Vinca alkaloids are well-known microtubule targeting agents, which are used against some types of cancer. Vindoline is one of the monomeric Vinca alkaloids which does not have anti-tumor effect, although its derivatives have serious impact on the field of these indole alkaloids. Chrysin is a secondary plant metabolite, which has broad-spectrum biological activity, among others anticancer activity. Chrysin had shown synergic effect with several antiproliferative compounds (e. g., doxorubicin, cisplatin and ciglitazone), therefore, we attempted the synthesis of a novel vindoline-chrysin hybrid molecule. However, in the first case a diphenylamine structure was isolated. The mechanism of the unexpected reaction was studied, and then the originally targeted hybrid was synthesized by a reverse route coupling. A further hybrid was produced using a different site of the molecule. The antitumor activities were determined against 60 human tumor cell lines (NCI60), where the aimed hybrid showed low micromolar GI values on most of the cell lines.

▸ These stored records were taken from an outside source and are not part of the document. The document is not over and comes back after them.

PR #8157, opened 2024-07-17
feat: Ensure async workflow executions have access to shared container

sradevski:
REF FRMW-2595

### DIFF
--- a/packages/core/types/src/modules-sdk/index.ts
+++ b/packages/core/types/src/modules-sdk/index.ts
@@ -87,8 +87,8 @@ export type ModuleDefinition = {
   isRequired?: boolean
   isQueryable?: boolean // If the module is queryable via Remote Joiner
   dependencies?: string[]
-  // Only to be used in exceptional cases - relying on the shared container will break the isolation of the module
-  passSharedContainer?: boolean
+  /** @internal only used in exceptional cases - relying on the shared contrainer breaks encapsulation */
+  __passSharedContainer?: boolean
   defaultModuleDeclaration:
     | InternalModuleDeclaration
     | ExternalModuleDeclaration
--- a/packages/medusa/src/loaders/index.ts
+++ b/packages/medusa/src/loaders/index.ts
@@ -154,11 +154,14 @@ export default async ({
   const plugins = getResolvedPlugins(rootDirectory, configModule, true) || []
   const pluginLinks = await resolvePluginsLinks(plugins, container)
 
-  const { onApplicationShutdown, onApplicationPrepareShutdown } =
-    await loadMedusaApp({
-      container,
-      linkModules: pluginLinks,
-    })
+  const {
+    onApplicationStart,
+    onApplicationShutdown,
+    onApplicationPrepareShutdown,
+  } = await loadMedusaApp({
+    container,
+    linkModules: pluginLinks,
+  })
 
   await registerWorkflows(plugins)
   const entrypointsShutdown = await loadEntrypoints(
@@ -168,6 +171,7 @@ export default async ({
     rootDirectory
   )
   await createDefaultsWorkflow(container).run()
+  await onApplicationStart()
 
   const shutdown = async () => {
     const pgConnection = container.resolve(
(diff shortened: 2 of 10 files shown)


packages/medusa/src/loaders/index.ts
```diff
@@ -153,21 +153,21 @@ export default async ({
...
   const pluginLinks = await resolvePluginsLinks(plugins, container)
-  await registerWorkflows(plugins)
 
   const { onApplicationShutdown, onApplicationPrepareShutdown } =
     await loadMedusaApp({
       container,
       linkModules: pluginLinks,
     })
 
+  await registerWorkflows(plugins)
```
olivermrbl, line 166: thought: The workflow engine will attempt to retry failed workflows when the module is booting, so this _might_ cause issues because the workflows are not yet registered. Maybe we can test this?

https://github.com/medusajs/medusa/blob/1d40b3cc98faaaf5c2b5ff9601a16f01d970d95e/packages/modules/workflow-engine-redis/src/utils/workflow-orchestrator-storage.ts#L54-L79

olivermrbl (commented):
Overall LGTM, but I'll leave the approval to Carlos and Adrien. I just had one thought, that I'd like your thoughts on

packages/medusa/src/loaders/index.ts
sradevski: Logically speaking, the modules have to be ready before any workflows are registered and run, so I think it makes sense to register the workflows after the app is loaded. But what you say can probably happen, so let me test it and see if we can ensure workflows are retried only after the app has fully loaded.

The reason I moved it is, if you have a custom workflow with a `schedule` (so a scheduled workflow), the workflow engine has to be loaded before the workflow itself is loaded (since it calls `.schedule` on the workflow engine).

carlos-r-l-rodrigues: To prevent this, maybe the workflow engine can start listening to its queue `onApplicationStart`
That will prevent from start picking jobs before the app is fully loaded

packages/core/types/src/modules-sdk/index.ts
```diff
@@ -87,6 +87,8 @@ export type ModuleDefinition = {
   isRequired?: boolean
   isQueryable?: boolean // If the module is queryable via Remote Joiner
   dependencies?: string[]
+  // Only to be used in exceptional cases - relying on the shared container will break the isolation of the module
+  passSharedContainer?: boolean
```
carlos-r-l-rodrigues: I would suggest using a name that seems more like an "internal" prop. eg: `__passAppContainer` and comment it with `/** @internal */`

carlos-r-l-rodrigues: LGTM

would be ideal to start listening to jobs `onApplicationStart`

carlos-r-l-rodrigues (approved):

packages/medusa/src/loaders/index.ts
olivermrbl: +1 – that sounds like a more appropriate approach 👍

sradevski: @carlos-r-l-rodrigues @olivermrbl I was doing exactly that, see the second commit 😄

packages/core/types/src/modules-sdk/index.ts
sradevski: Sounds good 👍

adrien2p (commented):
Sorry for the delay, just had time to review it now. It looks very good to me, just one thing, can we now omit or make optional the container to be provided when calling the run from the workflow engine public api?

adrien2p:
Cc @shahednasser we are not obliged anymore to provide the container when using the workflow engine, which is a first step to later not have to pass the container to workflow either (still need some work such as using the workflow engine if provided to run the workflows under the hood)

shahednasser:
@adrien2p got it, I think once we have the second step (not having to pass the container to a workflow) we can update the docs to just be `helloWorkflow.run` rather than `helloWorkflow(container).run`

sradevski:
@adrien2p https://github.com/medusajs/medusa/pull/8165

长春生物碱是众所周知的微管靶向剂,用于治疗某些类型的癌症。长春质碱是单体长春生物碱之一,虽然它的衍生物对这些吲哚生物碱领域有严重的影响,但它没有抗肿瘤作用。白杨素是一种次生植物代谢物,具有广谱的生物活性,包括抗癌活性。白杨素与几种抗增殖化合物(如阿霉素、顺铂和噻唑烷二酮)表现出协同作用,因此,我们尝试合成一种新型长春质碱-白杨素杂合分子。然而,在第一种情况下,分离出了二苯胺结构。研究了意外反应的机制,然后通过反向偶联合成了最初靶向的杂合分子。使用分子的不同部位合成了另一种杂合分子。对 60 个人类肿瘤细胞系(NCI60)进行了抗肿瘤活性测定,其中目标杂合分子在大多数细胞系中表现出低微摩尔 GI 值。